PR #4832, opened 2020-05-05
add a global_metadata to logger

### LINKED ISSUE #4816: Add receiver field to metadata for "Received a block $block from $sender" logs
Currently there's no way to build a graph exclusively using these logs. I propose we add a `receiver` field to this log that represents the node that produced the log entry. I could then easily build a directed graph with the available data. 

```
jsonPayload: {
  level: "Debug"   
  message: "Received a block $block from $sender"   
  metadata: {
   external_transition: {…}    
   pid: 10    
   sender: {
    Remote: {
     host: "35.227.62.45"      
     peer_id: "12D3KooW9q63yQvWT6XJP71Z8VQuZMbG2gr2NopbKeHKqL7PfBQ8"      
    }
   }
   state_hash: "2qxVdy2PHSTg4UEdeUD1jKjTU5p6tJFveMVZc5LYdPs8nvYy36jbAWrySrrJfxJztVd1EcZcGLbQR4ikki4xbnzb3JFd6o2nD3LzvE5PiYgLW7fEFnECdgRrZ4pKiZDuJxJU1K5ZdaMZw"    
  }
```

emberian:
this is used for including the peer_id and other network identifying
info in every log message. since we don't know our peer_id until it
is generated, we can't include it in the metadata when we create the
logger. a potential alternative would be making the coda_lib.logger
mutable, but that doesn't work because loggers that extend it won't
get updated when we update that logger. instead of invasively
replacing the logger internals with some sort of mutable linked list
to parents, use a small bit of global mutable state (ugh).

tested by running `dune exec coda -- daemon -log-json -log-level Spam | logproc -i after` and observing that the new metadata fields are included in the json.

tradeoff: all of our log messages are now ~105 bytes larger. but now we can actually see which peer logged which message in the stackdriver view (and other analyses).

indirectly closes #4816: now _all_ log messages will contain the "receiver", as the `.host`, `.peer_id`, and `.port` metadata.


src/lib/logger/impl.ml
```diff
@@ -76,9 +76,11 @@ module Metadata = struct
 
   let extend (t : t) alist =
     List.fold_left alist ~init:t ~f:(fun acc (key, data) ->
-        String.Map.add_exn acc ~key ~data )
+        String.Map.set acc ~key ~data )
 end
 
+let global_metadata = ref []
```
nholland94, line 82: This is a really minor nit, but just for future sanity sake, can we change the interface into adding things to `global_metadata` so that it's append only? As in, don't expose this ref, but just expose a function `add_to_global_metadata` (or a better named version of this) which can be called with a list of new metadata to add.

yourbuddyconner:
Wonderful stuff, thanks @emberian!

PR #4833, opened 2020-05-05
Runtime proof-level

mrmr1993:
This PR exposes `proof_level` as a runtime-configurable option.

Currently, it may only be used when the coda binary has been compiled with `proof_level=full`. Attempting to change a `proof_level=check`/`none` binary to another proof level will throw an error.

┄┄┄┄┄┄

◆ PROBLEM TO WORK ON:
This task calls for each line of the material that contains "Received".

◆ RESULT OF THE EXERCISE:
### LINKED ISSUE #4816: Add receiver field to metadata for "Received a block $block from $sender" logs
  message: "Received a block $block from $sender"   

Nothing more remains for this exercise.